▸ **Problem statement**: Check each line of the entries for the string "this". Report only how many lines have it.

▸ **Supplied entries**:
PR #285, opened 2022-10-25
Send X-SERVICE-NAME header

bryangaledxw:
# Context

The Temporary Accommodation UI service has multiple places where it needs to indicate to the API that it is TA making the request rather than Approved Premises. We had previously done this with a query parameter that we'd use on a call-by-call basis, but we'd like a more generic way of doing this. Following a team discussion, we agreed to send the service name as an HTTP header, with the value coming from an environment variable

As we are using an environment variable, this PR assumes that Temporary Accommodation UI will soon move to its own environment

AP developers should set the environment variable `COMMUNITY_ACCOMMODATION_API_SERVICE_NAME=approved-premises`. TA developers should set the environment variable `COMMUNITY_ACCOMMODATION_API_SERVICE_NAME=temporary-accommodation`


server/config.ts
```diff
@@ -80,6 +81,7 @@ export default {
         deadline: 10000,
       },
       agent: new AgentConfig(10000),
+      serviceName: get('APPROVED_PREMISES_API_SERVICE_NAME', 'approved-premises', requiredInProduction),
```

▸ **Task output**: 2